Resource

Increase in Seismic Hazard at Isabella Dam: The Active Kern Canyon Fault

Resource Type
ASDSO Conference Papers
Reference Title
Increase in Seismic Hazard at Isabella Dam: The Active Kern Canyon Fault
Author/Presenter
Simpson, David T.
Kelson, Keith I.
Baldwin, John N.
Unruh, Jeff R.
Rose, Ronn S.
Organization/Agency
Association of State Dam Safety Officials
Publisher Name
Association of State Dam Safety Officials
Year
2009
Date
May 5-9, 2009
Event Name
Dam Safety in the West 2009 - West Regional Conference
Event Location
Coeur d'Alene, Idaho
ASDSO Session Title
Design Considerations
Topic Location
California
Abstract/Additional Information

Evidence has recently been found showing that the 140-km-long, north-striking Kern Canyon fault (KCF) that passes under the right abutment of the Auxiliary dam at Lake Isabella has been active within the Holocene epoch (last 10,000 years). As part of a larger Lake Isabella safety evaluation and remedial design project, an extensive evaluation of the KCF has been undertaken to better understand the risk that it poses to the two embankment dams and appurtenant structures. Lake Isabella is located in the southern Sierra Nevada, California; failure of either of the dams could lead to severe flooding in Bakersfield, located 35 miles downstream, putting a population of over 300,000 inhabitants at risk. The Auxiliary dam sits primarily on an alluvial foundation containing zones that are potentially liquefiable. While other seismic sources have been recognized as contributing to the seismic hazard at Lake Isabella, the KCF has recently been confirmed as a major contributor to the seismic hazard at the site through strong ground shaking and surface rupture. Our on-going study of the fault has involved interpretation of LiDAR data and aerial photography along nearly its entire length, geologic mapping at numerous sites, geophysical surveying at the Auxiliary dam and across the upstream delta, exploratory drilling at both dams and two nearby sites along the fault, fault trenching at four sites, and regional seismicity analysis.
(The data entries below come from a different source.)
PR #1114, opened 2026-07-26
Draft H2 2026 roadmap reflecting v0.3.4+ and mentorship tracks

Vi-shub:
Update the production roadmap for landed work (Vertex AI, MCP hardening, threat model, JMH, GraphRAG) and link LFX/ESoC 2026 project tracks to remaining phases.

### DIFF
--- a/docs/reference/roadmap.md
+++ b/docs/reference/roadmap.md
@@ -7,21 +7,22 @@ nav_order: 5
 
 # LLM4S Roadmap
 
-This page reflects the current pre-1.0 roadmap as of June 2026. It replaces the older 2025 plan, which mixed implemented features with production-readiness goals.
+> **Draft (H2 2026)** — Updated July 2026 to reflect releases through **v0.3.4**, unreleased main-branch work, and community mentorship tracks ([LFX](../../LFX%20Mentorship/Project%20Ideas/2026.md), [ESoC](../../European%20Summer%20of%20Code/Project%20Ideas/2026.md)). Replaces the June 2026 pre-1.0 snapshot that still listed **v0.3.2** as current.
 
-LLM4S has broad, working framework functionality today: provider clients, agents, tool calling, RAG/vector stores, memory, guardrails, tracing, metrics, reliability wrappers, workspace isolation, and multimodal APIs. The remaining v1.0 work is productization: stable contracts, JVM interop, provider capability parity, security hardening, deterministic CI, runnable docs, and polished reference applications.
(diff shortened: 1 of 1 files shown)


rorygraves:
Picking this up as part of slice 0 (#1127), which lists reconciling this PR with the
modularisation programme as one of its open items.

**The content here is good and worth landing** — it is accurate about what shipped, and the
per-row status column is a real improvement over the old table. The problem is timing: it was
written in July, and the plan it describes was superseded in August by #1126. Merging it as-is
would publish a roadmap that is stale on the day it lands, which is the same failure it exists
to fix.

Concretely, what changed underneath it:

- **0.4.0 shipped** (2026-08-29) and renamed every published coordinate: `org.llm4s:core` →
  `org.llm4s:llm4s-core`, and similarly for the other four artifacts. The Quick Status row
  still reads `v0.3.4 (2026-06-19)`, and any coordinate named in the page is now the old one.
  0.4.1 follows shortly (#1150, #1151).
- **Modularisation → 1.0 (#1126)** is now the spine of the plan: `modules/core` splits into
  per-concern artifacts across seven slices (#1127–#1133), and **0.5.0** is the release where
  that completes.
- **MiMa baselines at 0.5.0, not 0.4.0**, and is enforced at 1.0 after the frozen surface
  survives two releases. The "MiMa enforced in CI/release — Planned" row is right in spirit but
  should name the release.
- **`docs/reference/v1-scope.md` now exists** and names each package's tier
  (Frozen / Beta / Experimental / Excluded). That is the canonical answer to this page's "Name
  stable module boundaries for v1.0" row, so the roadmap should link it rather than restate it.
- **Scala 2.13 is deferred to post-1.0** (#874); 1.0 is Scala 3 only.

Suggested edits, all small:

1. Quick Status: latest release `v0.4.0`, and add a row for the release sequence —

Radiocarbon and optically stimulated luminescence analyses of samples recovered from the fault trenches and cosmogenically derived isotope analysis of rock samples from the surfaces of fault-displaced glacial moraines provide numerical age control for fault rupture events. Samples collected from exploratory trenches about 4 miles south of the reservoir indicate that the KCF displaces Holocene sediments, contrary to the belief at the time of the project construction in the late 1940s and early 1950s, that the fault had been dormant for at least the last 3.5 million years. Recent sense of slip on the fault is predominantly normal with the west side up, although there has been in the past and may continue to be some right lateral component of slip. 24 pp., 12 figures.